One thing that you notice immediately in older documents is that organic stuff all goes to shades of brown. The paper goes from off-white to brown, the ink goes from black to brown, the blood stains go from red to brown. The only colors that maintain their integrity much at all are mineral colors or metallic leaf elements. Even with mineral colors like yellows, reds, greens, and blues there was usually an organic binder that muddies them a little over time. The older ink formulations like black gall ink are corrosive to papre over time, giving rise to effects around the ink that vary with age.

Old papers are a bit different than mondern ones. The old papers were mostly rag papers, meaning that they were mostly cellulose. Modern papers are wood pulp, which has roughly 1/4 lignin. Lignin doesn't hold up to long storage as well as cellulose and degrades more rapidly. Modern papers were also often bleached with chlorine, which forms hydrochloric acid over time in the paper, which causes a catalytic degradation in the paper. That's why newspapers get rapidly browner and more fragile than fancier paper. And then there's the clay-coated slick paper from magazines. It's hardly paper at all except in the sense that printing is done on it.

I hate it when I can't stop talking like this. Lots of good information on paper aging and how old document differ from new ones is out there on the internet.

My great-grandfather had a collection of cheap pulp novels from the 1940's that are out in the garage. I'll try to find some and see if I can get some scans of not too old paper for comparison.

Maybe I'll try some other staining materials so that I can say that I've put blood, sweat, and tears into the site.

----------


## Coyotemax

As promised, here's a few more of the textures, including some that look like they will be useful for bump or displacement mapping with little adjustment needed.
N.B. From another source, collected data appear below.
PR #248, opened 2023-11-23
Introduce Form Template to improve inference for processed payloads

### LINKED ISSUE #238: [RFC] Improve type inference for `getData()`
### Feature Request

|    Q        |   A
|------------ | ------
| New Feature | yes
| RFC         | yes
| BC Break    | no

#### Summary

With https://github.com/laminas/laminas-inputfilter/pull/91 landing in input-filter, it'll be easier to annotate forms with something like:

```php
/**
 * @psalm-type ValidPayload = array{
 *     field1: int<1, 365>,
 *     field2: non-empty-string,
 *     field3: list<non-empty-string>,
 * }
 * @extends Form<ValidPayload>
 */
final class MyForm extends Form
{
}
```

It's been a while since I used form for anything other than regular associative arrays, but given forms can be bound to objects too - it's also feasible that forms could be annotated to return models too, such as:

```php
/** @extends Form<SomeModel> */
final class MyForm extends Form
{
}
```

The patch in InputFilter helps because users will be able to do something like the following:

```php
/**
 * @psalm-import-type ValidPayload from MyInputFilter
 * @extends Form<ValidPayload>
 */
final class MyForm extends Form
{
    public function __construct(MyInputFilter $inputFilter)
    {
        parent::__construct();
        $this->setInputFilter($inputFilter);
    }
}
```

gsteel:
|    Q          |   A
|-------------- | ------
| New Feature   | yes
| RFC           | yes

### Description

Introduce Form Template to improve inference for processed payloads…

This patch should allow users to provide templates for form classes with full inference of the resulting valid payload.

Added an interface method, which we could probably revert considering that `Form::getData()` has decent inference if you explicitly pass a flag, due to the conditional return on the interface.

There are some weird _new_ issues around inheritance and fluent return types which I'm leaving here for now because I have no idea how to fix them, or why they were introduced by these changes. Maybe they are fixed in 5.16, so I'll update there…

Closes #238


gsteel:
Psalm 5.16 doesn't fix the new `LessSpecificReturnStatement` problems. Maybe someone can take a look and see if they have any idea what's going on there.

Slamdunk (approved):
The overall patch looks very good to me.

My only worry is that if we don't fix the bugs/mess on PSalm here, the users could be flooded with invalid errors as well.

@Ocramius do you know how to get PSalm working, or anyone we could ask for help?

gsteel:
<strike>Sussed it, All/most of the fluid return types in `Form` are annotated with `@return $this`, when inherited, psalm infers the return type as `FormSubclass<TFilteredValues>` and `$this` is therefore `LessSpecific`. Returning `self` or `$this<TFilteredValues>`, fixes the issues. I'll update the patch with the latter, because it is more precise</strike>

Ok, I don't actually think that psalm likes `$this<TFilteredValues>` at all. I found that either `self` or `self<TFilteredValues>` solved the issues in very specific places, but wholesale replacement of `$this` yielded many more errors.

I've updated the Static Analysis test case to illustrate template preservation using fluid return types, but not for all possible methods.

Also, I thought that adding an interface method might be a BC break? Happy to revert that if is.

Slamdunk:
> Also, I thought that adding an interface method might be a BC break? Happy to revert that if is.

Heh

Slamdunk (changes requested):
```console
$ docker run --rm -v `pwd`:/app nyholm/roave-bc-check

[BC] ADDED: Method getValidatedPayload() was added to interface Laminas\Form\FormInterface                                                                                                                                                      
1 backwards-incompatible changes detected
```

I always thought it wasn't, but apparently it is a https://github.com/laminas/laminas-form/labels/BC%20Break so yes please, revert it

src/Element.php
```diff
@@ -311,7 +311,7 @@ public function getLabelAttributes(): array
      *
      * Implementation will decide if this will overwrite or merge.
      *
-     * @return $this
+     * @return self
```
samsonasik: The class is not final, so it needs `@return static`, 

see 

self for both parent and child: https://phpstan.org/r/e408ad6a-0bba-43c6-8d71-2005354de06c
static with self only on final: https://phpstan.org/r/5c73379c-5217-4cb4-bc84-a0ab4bbce09b

gsteel: @samsonasik 
I've reverted those specific changes from `$this` to `self`.

`$this` is the correct return type in all cases, but the psalm issues relating to `LessSpecificReturnStatement` just look _really_ odd to me. Can you take a look at the failures and see if you've got any ideas. I'm starting to feel a bit stumped, or there's possibly a psalm bug going on

Slamdunk: Can we try `static<TFilteredValues>`? Does it make sense?

gsteel: I have tried that with no success - also, we can't use that on `Fieldset::setUseAsBaseFieldset()` for example, because it doesn't have templates.

Adding a template to Fieldset etc might work for some of the issues, I could try that, but it's really not gonna work on `LabelAwareInterface` - if feels like some weird inheritance bug but I'm not clever enough to know that for sure.

gsteel: > Adding a template to Fieldset etc might work for some of the issues

This cannot work because `Fieldset` does not provide any way to access the filtered values after validation. `getValue` simply returns null.

gsteel:
@Slamdunk 
Can I baseline the remaining issues please 🙏
I feel like the issues are concerned with the deep inheritance hierarchy where _everything_ extends from `Element`. You'll see that the issues are not applied to a `SomeUserForm` when extending from `Form` but to ancestors such as `Element` and `Fieldset`.

I'd like to try and keep this patch alive because the additional inference provided to consumers would be really useful for a project I'm working on 😁

Slamdunk:
> Can I baseline the remaining issues please 🙏

As long as you give me a reasonable guarantee that users' PSalm runs won't explode with unresolvable errors after this patch, I'm totally ok with this :+1:

gsteel:
To verify that these psalm issues don't crop up for inheritors of `Form` and `Fieldset` etc, I've fixed a load of issues with test assets to remove them from baseline completely.

Thanks @Slamdunk

Slamdunk (approved):

Ocramius:
Worth releasing: triggered a release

Most of these are from the first set of paper textures, this time after drying. It really brought ot the crinkles on a few cases. Originally I was hoping the tea staining would enhance the crinkles (like the edges and some of the folds), I hadn't been counting on the fact that soaking it in water softened the sharp edges so much.

Anyhow, I'll do them in two sets, I have 7 more to share.

First, the dried versions of the previous (if you match them up they could do good displacement maps for the previous wet ones).  Number 8 had an issue, I accidentally scanned it at the default of 150, and didn't notice until after i'd re-soaked the paper, so unfortuantely, there's no going back to redo that one.

----------


## Coyotemax

lol @ waldronate..

Actually if you go do a good workout and use a piece of paper to wipe your forhead ever few mins...

Hrm. i think i'm putting too much thought into this now!  :Smile: 

Anyhow, here's the last 2, I think I'm done making paper textures for now, i'm happy with my collection. I think I can title this portion the Extreme Collection  :Smile: 

This is the backside of my map after drying out, plus I took one of the other pieces and set it to the match - some of the edges didn't go out as fast as I meant them to  :Smile:

----------


## Ramah

Great stuff, CM, thanks a lot for all this work. I'm sure these will come in very handy for a lot of people.

If you really wanted to add a few more nice ones into the mix (go on, you know you want to) how about scanning a few folded but un-aged papers, purely for overlaying some nice folds onto maps that don't necessarily want all the aging. I'd love to try this myself but my scanner is about ten years old, up in my daughter's bedroom and lacking a power adaptor.  :Frown: 

A nice little set of folds like that would surely make me very happy. Hehe.

----------


## Coyotemax

Excellent idea!  I'm glad I thought of it!!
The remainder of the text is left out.